ROCm / rocprofiler

ROC profiler library. Profiling with perf-counters and derived metrics.
https://rocm.docs.amd.com/projects/rocprofiler/en/latest/
Other
119 stars 45 forks source link

How do host process id, host thread id, GPU id and GPU stream id mapped to pid and tid in chrome://tracing? #34

Open ipe-zhangyz opened 3 years ago

ipe-zhangyz commented 3 years ago

A heterogeneous computing application usually has computing units of muitiple level, for example, a host process controls a GPU, and may uses several streams on a GPU; or a host process spawns several host threads, each thread controls a GPU and may use several streams on a GPU. However, in chrome://tracing there seems to have only two levels: process and thread.
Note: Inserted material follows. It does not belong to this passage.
PR #1704, opened 2025-09-24
fix(sequencer/eth_send_utils): Use both eth_getPriorityFee and eth_maxPriorityFeePerGas to decide on using legacy transactions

In my experience, rocprof --hip-trace doesn't have a good solution of this problem. Another tool rpt, which is provided in hcc, seems to always map the "quene" number to tid, and the pid is alwayse 1, as the rpt has these code: def printJSON(self, file, timeOffset=0): tid = self.queue file.write('{ "pid":1, "tid":%d, "ts":%d, "dur":%d, "ph":"X", "name":"%s", "args":{"dev.queue.op":"%d.%d.%d", "stop":%d } }' %\ (tid, self.startTime/1000, (self.stopTime - self.startTime)/1000, self.name, \ self.device, self.queue, self.cmdNum, self.stopTime/1000) ) file.write(',\n') Maybe the self.device is really the GPU ID, but I don't know what the self.queue really is. Is it GPU stream id? But in rpt it is mapped to host thread id. This map sometimes makes the visualization in chrome://tracing in confusion.